Sales reps need the ability to quickly identify those who are uninterested and shift their status to a lower priority category. Prioritizing in this way leaves more time to focus on the leads with the most potential. The first step is defining terms (e.g. can your team agree on what a lead is?) and advancement criteria. At the same time, identify the clear indicators that while a prospect may have some interest, they’re not worth pursuing actively.

These are the foundation on which you build your CRM database, not the other way around. You determine the stages and criteria that drive lead generation and the computer platform keeps things organized and managed. In sales or manufacturing, relying on a tool’s default settings, or failing to learn the ins and outs of how it operates, keeps it from working as effectively as it could.

All of this is especially important if you’re engaged in a time- and resource-intensive calling campaign. Building the stages, statuses, and criteria into your database helps you save time and call strategically: following up with those who have shown some interest, proactively gathering and documenting business intelligence, or conducting “voice of the customer” surveys. Update each record with your calling notes and status changes so you have the full backstory before you reach out again.

The Three Cs of Data

In part fabrication, your finished product is only as good as the components that go into it. Consider an automated welding workstation. Each component must be prepared to the correct dimensions in order to fit into the welding fixture correctly. If they don’t fit, weld placement and joint alignment may be off, resulting in a scrapped part.

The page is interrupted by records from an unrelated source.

PR #303, opened 2016-04-05
Add phpunit to the project for development purposes

ChristianRiesen:
Seems weird that it's not been there already. Makes running tests much easier and more consistent.


bfanger:
Merged as a512e61

Thanks!

PR #332, opened 2016-08-22
Napespace declaration now the first statement

Phillaf:


bfanger:
👍 Thanks, merged as  91e0f64

PR #335, opened 2016-09-05
changed @ operator as array_key_exists or isset for #331

### LINKED ISSUE #331: Do not use the silence operator `@`
You are silencing errors instead of checking for existing indexes, e.g. `@$options['analyser']`.
This is really bad practice and creates alot of error logs in our app.
Please replace those with `isset` checks or similar.

hkulekci:
I try to fix #331 

ping @bfanger


bfanger:
👍 Thanks, merged as  009dbf7

PR #345, opened 2016-10-15
Use phpdoc example tag for propery example

ismailbaskin:
https://phpdoc.org/docs/latest/references/phpdoc/tags/example.html


Nebual:
This can now be closed, as it was merged in #534

PR #350, opened 2016-12-05
Update finder options to force Swagger-PHP parse only *.php file

marcoleong:
We faced a issue where swagger-php trying to parse non-php files, that causes `Unexpected token error`. I added this patch to our version of swagger-php, to parse only files with .php extensions.

Is there any use case that swagger php needed to parse non-php files?

### DIFF
--- a/src/Util.php
+++ b/src/Util.php
@@ -75,7 +75,7 @@ class Util
             $finder = new Finder();
             $finder->sortByName();
         }
-        $finder->files();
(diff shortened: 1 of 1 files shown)


bfanger:
Sadly, some programmers used `.inc` and maybe others, but i haven't seen that in any modern php codebase. I'm in favour of parsing only `*.php` files by default.
 
If needed those users can  configure a custom Finder object and pass that to Swagger\scan()

PR #1116, opened 2022-02-10
Allow Tag and SecuritScheme to be repeatable

### LINKED ISSUE #1113: Tag and SecurityScheme attributes are not repeatable
I'm currently updating one of our code bases to use attributes instead of annotations. I've noticed a major change in that we can't define multiple tags or security schemes on a single class due to those things not having the IS_REPEATABLE flag.

The intent behind defining multiple of those things in one class is defining them in one centralized place, and then using those definitions in many classes. 

We'd place them closer to the code they're used in, but some tags don't really belong to any single class, and security schemes don't really belong to any class.

Was the non-repeatability of these two things intentional? If so, what's the suggested work around? At present I'm defining empty classes and putting one tag or security scheme above each, but that doesn't feel quite ideal.

Thanks for any guidance or information you can provide!

DerManoMann:
Fixes #1113

### DIFF
--- a/src/Attributes/SecurityScheme.php
+++ b/src/Attributes/SecurityScheme.php
@@ -8,7 +8,7 @@ namespace OpenApi\Attributes;
 
 use OpenApi\Generator;
 
-#[\Attribute(\Attribute::TARGET_CLASS)]
+#[\Attribute(\Attribute::TARGET_CLASS | \Attribute::IS_REPEATABLE)]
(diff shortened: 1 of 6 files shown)


DynamoGeek:
Woh, that was fast! Thanks so much for the quick response!

DerManoMann:
No problem - I'll build a release later this weekend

Sales and marketing data work on the same principle. Data is everywhere, and while it contributes to objective decision-making, the quality of the data use is determined by the quality of the data you put into your CRM. Useful data has these characteristics:

    • Clean
      • Periodically check for and resolve duplicate records.
      • Verify that tags, categories, and statuses are assigned to records correctly and that they still reflect your needs and how you want to manipulate the data.
      • Establish rules for data entry (e.g. will you set up a new account for each of a company’s locations or add to the main account?).
  •  
    • Complete
      • Some data is generated automatically (e.g. records of downloads and bounced emails), but it can also be augmented with notes from calling, additional contact information, company background, or other details.
      • Create records for all prospects, not just the leads. automated nurturing features make it easy to reach out at a future point and it’s much easier to find them in a database than trying to remember what email folder you moved their message.
    • Current
      • Update contact info, references, and business intelligence information as soon as it’s gathered so data is up to date.
      • Build a one-stop shop for prospect information. Add notes and update account info so that everyone who uses the database can find the info they need, such as:
      • Inside sales knows there is a new purchasing agent to work with.
      • Customer service knows this customer has a history of slow service.
      • Marketing can see they just added a new location.
        • Inside sales knows there is a new purchasing agent to work with.
        • Customer service knows this customer has a history of slow service.
        • Marketing can see they just added a new location.
        • Outside sales can find the change of address and phone number quickly.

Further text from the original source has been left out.